This sheep sounds like it's gone far too long without a shearing.  If you should get it, be sure to have it sheared immediately.  They can get maggots, and other parasites if left unsheared.  Of course, maggots would not be a problem in the winter.  Sheep need to be sheared yearly.  If not, they will develop the previously mentioned health problems, and the wool will be worthless.  

I have a shearing machine, and used to shear some of my kid's sheep when they were in 4-H.  I'm probably too old for that kind of back-breaking labor now though.


----------



## amysflock (Dec 15, 2008)

Is it ok to shear a sheep in the winter? We don't normally get too cold around here (in the 40s), but have sub-freezing temps this week and next.
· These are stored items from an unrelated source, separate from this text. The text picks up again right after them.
PR #2921, opened 2023-04-05
refactor(backend): eslint disable tests typesafer

ulfgebhardt:
### Issues

- None

### Todo

- [X] None


backend/src/graphql/resolver/TransactionResolver.test.ts
```diff
@@ -1,12 +1,11 @@
-/* eslint-disable @typescript-eslint/no-unsafe-call */
+/* eslint-disable @typescript-eslint/no-explicit-any */
```
mahula, line 1: Why does this one stay here?

ulfgebhardt: image

I just investigated the connection stuff - for this test there is seed data variables which I did not adjust/research in and therefore the eslint ignore needs to be in place to pass the test

mahula (approved):

PR #2901, opened 2023-03-29
feat(admin): visualize the federation

ogerly:
## 🍰 Pullrequest
visualise the federation

- sorted by publicKeys
        oreign: 'ASC',
        createdAt: 'DESC',
        lastAnnouncedAt: 'DESC',

- Displayed 
       verified
      url
      publicKey (0, 26)
      lastAnnouncedAt
      createdAt

The table can be reloaded by hand
 
### Issues
- fixes #2595 
- fixes #2833 
- fixes #1788

image

https://user-images.githubusercontent.com/1324583/228506019-4f5b0eb4-c098-49ef-9c97-37e0cbd17b66.mp4

PR #2931, opened 2023-04-06
fix(federation): correct export of the community url

Elweyn:
## 🍰 Pullrequest

When I look at the Instances page I see the url of the federated communities but there is two times 'api/' 

### Issues

- based on: #2901

### Todo

- [X] None


mahula (dismissed):
Good catch.
I approve.

mahula (approved):

PR #2933, opened 2023-04-11
fix(frontend): no receiver on send by link

### LINKED ISSUE #2932: 🐛 [Bug]
## 🐛 Bugreport
In the transaction list
if you click on a user and then switch to "Send Gradidos via link", the recipient is still visible.
This should be hidden at this point, because links are not sent to the recipient by the system.

send_link_recipient_displayed_bug

Mogge:
### Issues
- fixes #2932 

### Todo

- [X] None


mahula (approved):
This is fixed.
I approve.

PR #2968, opened 2023-05-04
[Obsolete] test(federation): federation tests

ulfgebhardt:
## 🍰 Pullrequest

This PR implements tests to
- check for key comparison failure
- check the success case when validating a community

Furthermore it
- solves a problem with invisible characters caused by buffer size (key length was assumed as half as it is in database)

### Issues

- based on https://github.com/gradido/gradido/pull/2967

### Todo

- [x] The tests on validateCommunities are only based on log outputs not on actual behaviour of the software. I think this is bad practice but would like a second opinion @Mogge (if so make an issue) https://github.com/gradido/gradido/issues/3017


mahula (approved):

ulfgebhardt:
This PR is obsolete, but shows a problem with the current database design. The publicKey has a lenth of 32 bytes, not 64. The database design is wrong and has to be corrected

ulfgebhardt:
closing this as most of this is already part of the code merge from claus peter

I wouldn't even know how to get the sheep over to us...no pass throughs in the fence, and it stays on the far side (away from our fenceline)...I've only seen it as close as halfway to our fence. DH can "talk" to it and get it to respond, but aside from that ??


----------



## Farmer Kitty (Dec 15, 2008)

When you get back to your 40s I would think it should be fine to shear. I know here it is usually cool when they do it.


----------



## jhm47 (Dec 16, 2008)

We always sheared ours about this time of year so our children would have some nice January lambs to show at the state fair.  The sheep stayed inside out of the cold then, and had their lambs inside.  If they were not sheared, they would have their lambs outside in snowbanks.  I guess the ewes would get really warm during labor and it felt good to get outside where it was cooler.  The lambs didn't fare very well when born outside in below 0 weather.  If we didn't find them immediately, they were dead in minutes.  
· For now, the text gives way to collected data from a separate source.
PR #2955, opened 2023-04-25
feat(federation): x com 3 introduce business communities

clauspeterhuebner:
### Issues

- None

### Todo

- [x] introduce treatement of .env.devop file to handle DHT_TOPIC, DHT_SEED and KeyPair as separated secrets on production
  - [x] removed the devop solution based on disagreement in the team
- [x] on start DHT the home community entries have to be inserted/updated in database (communities + federated_communties)  

is part of issue #2956 
--------------------------------------------------------------------------
- [ ] create new graphql-handshake to get public-info (name, description, creation_date) of remote community 
**Community-UUID is NO public info and MUST be exchanged in encrypted manner per authentication process later**
  - [ ] graphql-client in backend-module for requesting public community infos
  - [ ] graphql-resolver in federation-module to process the request getPublicCommunityInfo()
- [ ] introduce backend-logic to insert a business-community entry as soon as a federated community is marked as verified_at
- [ ] update the existing business community entry with the recieved community infos

PR #2970, opened 2023-05-05
[Invalid] feat(backend): expose federation keypair to backend

ulfgebhardt:
## 🍰 Pullrequest

expose federation keypair to backend so we can use it to encrypt and sign things.

This is done without importing the dht library, but uses the existing sodium-native lib to generate the seed.

### Issues

- releates https://github.com/gradido/gradido/pull/2975 

### Todo

- [X] None


Elweyn (approved):
Seems good for me, but @clauspeterhuebner please look also at this!

ulfgebhardt:
> defining the key FEDERATION_DHT_SEED additionally in the backend .env-files will cause conflicts between the dht-node definition and possibly different definition here. As in the requirement of this PR described, it is the goal to offer the generated keypair in all modules, which need them:
> 
> * dht-node-modul to take part of the dht-hyperswarm
> * backend-modul to en/crypt and sign future handshake data
> * federation-modul to en/crypt and sign future handshake data
> * devop requirement to separate these Admin-Configs from Developer/Application-Configs
> 
> The same here as mentioned several times: if we want to work as a team, we have to communicate before spending efforts in dupplicate solutions if you had took a look in the #2955 there exists still an implemented solution about this topic, which i discussed with you and Moritz in our technical architecture meeting two week ago.

I dont understand how you provide the private key to the backend in the linked pr #2955 - i need the private key for the upcomming encryption for authentication -> as descirbed in the PRs description

ulfgebhardt:
This PR is invalid - we will solve this differently. I keep this open till the problem is solved

ulfgebhardt:
Superseded by https://github.com/gradido/gradido/pull/3024

PR #2975, opened 2023-05-05
refactor(backend): replace jasonwebtoken with jose

ulfgebhardt:
## 🍰 Pullrequest

As I consider to use JWE for the authentication towards the other communities i switch the `jsonwebtoken` for `jose` which allows JWT and JWE. It is unclear up to now if JWT is sufficient or JWE is required to archieve our goals. The library looks promising tho - hence this test

### Issues

- None

### Todo

- [X] None


Mogge (approved):
Works!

Another problem with unsheared ewes was that the lambs would not find the teats, and would often start to suck on a ball of wool.  No matter how hard we tried, they would continue to suck on this wool, and slowly starve to death.  Needless to say, it was frustrating.
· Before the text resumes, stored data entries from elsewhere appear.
PR #2980, opened 2023-05-10
refactor(backend): eslint security

ulfgebhardt:
## 🍰 Pullrequest

This PR introduces the `eslint-security` plugin, which does code analysis to warn about potential security issues.

While the PR fixes one security issue, it it ignores the remaining 9 since its either not a security concern or its not an easy fix.
The EMail Regex is a potential security flaw we have in our code(could run for long and if utilized correctly it could lead to an ddos attack) - lacking of an immediate solution I decided to ignore this issue.

The benefit is that, when merged, developers will be warned about potential security flaws they introduce with their code.

### Issues

- based on #2979 

### Todo

- [X] None

### DIFF
--- a/backend/src/webhook/elopage.ts
+++ b/backend/src/webhook/elopage.ts
@@ -115,6 +115,7 @@ export const elopageWebhook = async (req: any, res: any): Promise<void> => {
   ) {
     const email = loginElopageBuy.payerEmail
 
+    // eslint-disable-next-line security/detect-unsafe-regex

Good luck catching the sheep.  They can be really hard to catch when out in a pasture.  Maybe you coud trick it with a bit of grain?  Don't give more than a pound, or you likely will make it sick.  Also, salt might be a good bait, if it hasn't had access to it.


----------



## amysflock (Dec 17, 2008)

Thanks, guys! I'm still on the fence as to what to do here. Our fences aren't sheep proof...our pasture only has a three-strand barbed wire with one hotwire on the top, although we'll be adding a low one to keep our calves in, too, before we let them back out on pasture in April. We're also lacking in shelter for it.

I did get his/her attention yesterday and it slowly pranced/trotted/waddled over to me. I dropped a flake of timothy hay over to it, but while it was sniffing my dang dogs went ballistic. (My dogs would be another problem...we don't let them have any access to the cows or pasture, but they can see everything through the hogwire yard fence, and I understand sheep are naturally afraid of dogs (and I can't blame them).

I DID get to scratch its head and ear a bit before it wandered off, and now I can get its attention and it'll turn to look at me and say something, so that's progress. I'm thinking there MUST be some sort of water supply for it as it's been days and the critter is perky, had a nice looking poop, etc. Maybe it's a breed that does well on poorer forage? I got a very cool book on sheep/goat/cattle/pig breeds at the library yesterday, but so many of the sheep look similar to me.

At any rate, we'll think on this a little more and see if we can't get a hold of the neighbor to offer some assistance if he wants it. Someone on another board pointed out that if the home is in foreclosure then everything on the property - including the sheep - would technically be the property of their lender. :|


----------



## m.holloway (Dec 17, 2008)

Well, i can't help you on what to do about the sheep. All I can say is that it's very nice of you to be taking care of it and giving it a chance to have a life. That's one thing I don't understand about peolpe that get animals and then think they can make it on their own. Thank you for being KIND!!!!!!!!


----------



## jhm47 (Dec 17, 2008)

What color is the sheep's face?  If it's black, it's likely a Suffolk or Hampshire.  If white, it could be one of several breeds.  Some even have a black/white speckled face, and then it's a crossbreed.  Does it have horns?  Have you noticed if it's a male (ram or wether, which is a neutered ram) or female (ewe)?  You can tell by where the urine comes from.  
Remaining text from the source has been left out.